> [WORK REQUIRED] List every line in this data where the string "maintainer" occurs.

[Stored data]
· · · · · · ·
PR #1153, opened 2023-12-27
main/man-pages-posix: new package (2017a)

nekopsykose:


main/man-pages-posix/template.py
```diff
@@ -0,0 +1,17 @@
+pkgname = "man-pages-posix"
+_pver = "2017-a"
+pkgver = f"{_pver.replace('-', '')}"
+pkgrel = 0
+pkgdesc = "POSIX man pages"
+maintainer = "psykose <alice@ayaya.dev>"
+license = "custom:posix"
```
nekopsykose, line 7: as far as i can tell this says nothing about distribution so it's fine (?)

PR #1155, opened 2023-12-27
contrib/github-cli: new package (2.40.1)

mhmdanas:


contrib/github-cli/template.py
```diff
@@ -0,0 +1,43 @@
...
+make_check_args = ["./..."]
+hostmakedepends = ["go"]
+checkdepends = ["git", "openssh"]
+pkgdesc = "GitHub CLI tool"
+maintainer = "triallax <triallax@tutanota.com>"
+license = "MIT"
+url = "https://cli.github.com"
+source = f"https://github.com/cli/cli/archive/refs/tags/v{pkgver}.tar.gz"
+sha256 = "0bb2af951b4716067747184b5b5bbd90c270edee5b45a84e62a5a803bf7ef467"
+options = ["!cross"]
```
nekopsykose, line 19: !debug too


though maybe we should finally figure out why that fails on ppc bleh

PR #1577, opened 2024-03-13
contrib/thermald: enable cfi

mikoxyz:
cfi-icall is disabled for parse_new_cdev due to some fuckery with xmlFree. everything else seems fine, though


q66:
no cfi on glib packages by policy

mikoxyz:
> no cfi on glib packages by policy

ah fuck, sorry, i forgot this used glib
· · · · · · ·
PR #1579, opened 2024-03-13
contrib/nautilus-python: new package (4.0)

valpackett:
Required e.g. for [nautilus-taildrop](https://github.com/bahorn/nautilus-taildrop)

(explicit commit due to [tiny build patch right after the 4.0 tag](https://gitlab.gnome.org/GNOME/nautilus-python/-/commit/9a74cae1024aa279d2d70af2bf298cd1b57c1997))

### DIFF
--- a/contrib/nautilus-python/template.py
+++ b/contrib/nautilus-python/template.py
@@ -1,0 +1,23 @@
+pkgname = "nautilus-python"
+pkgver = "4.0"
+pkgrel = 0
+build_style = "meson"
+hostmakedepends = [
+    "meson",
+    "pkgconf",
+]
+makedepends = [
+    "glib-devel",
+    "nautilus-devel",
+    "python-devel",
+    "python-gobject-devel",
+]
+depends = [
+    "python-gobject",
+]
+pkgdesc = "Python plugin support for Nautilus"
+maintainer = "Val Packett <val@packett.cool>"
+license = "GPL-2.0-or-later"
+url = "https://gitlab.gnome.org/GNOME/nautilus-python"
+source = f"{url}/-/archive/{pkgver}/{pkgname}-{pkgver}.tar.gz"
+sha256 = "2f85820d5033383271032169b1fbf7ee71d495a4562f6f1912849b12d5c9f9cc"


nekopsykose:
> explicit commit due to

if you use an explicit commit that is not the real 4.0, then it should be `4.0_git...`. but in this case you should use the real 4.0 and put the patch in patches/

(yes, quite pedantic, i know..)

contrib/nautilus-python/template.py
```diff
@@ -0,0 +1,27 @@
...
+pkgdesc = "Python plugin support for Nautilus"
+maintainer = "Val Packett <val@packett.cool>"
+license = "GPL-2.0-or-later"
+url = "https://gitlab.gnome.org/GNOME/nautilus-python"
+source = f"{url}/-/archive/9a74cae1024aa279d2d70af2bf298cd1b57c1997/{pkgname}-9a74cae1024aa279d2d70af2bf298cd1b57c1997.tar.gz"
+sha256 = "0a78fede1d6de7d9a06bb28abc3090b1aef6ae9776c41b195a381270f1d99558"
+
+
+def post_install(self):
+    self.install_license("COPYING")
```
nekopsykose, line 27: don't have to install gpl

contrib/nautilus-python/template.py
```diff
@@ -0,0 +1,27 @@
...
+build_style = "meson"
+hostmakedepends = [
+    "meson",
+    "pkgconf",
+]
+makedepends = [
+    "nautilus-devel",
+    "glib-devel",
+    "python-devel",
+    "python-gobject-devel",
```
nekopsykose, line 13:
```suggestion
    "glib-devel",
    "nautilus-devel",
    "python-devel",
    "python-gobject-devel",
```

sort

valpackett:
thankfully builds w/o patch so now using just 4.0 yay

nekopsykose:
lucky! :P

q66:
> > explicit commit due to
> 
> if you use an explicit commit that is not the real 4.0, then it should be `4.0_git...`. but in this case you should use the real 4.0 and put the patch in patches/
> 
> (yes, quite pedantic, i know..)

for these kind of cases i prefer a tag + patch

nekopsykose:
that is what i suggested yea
· · · · · · ·
> [SOLUTION TO THIS EXERCISE]
+maintainer = "psykose <alice@ayaya.dev>"
+maintainer = "triallax <triallax@tutanota.com>"
+maintainer = "Val Packett <val@packett.cool>"
+maintainer = "Val Packett <val@packett.cool>"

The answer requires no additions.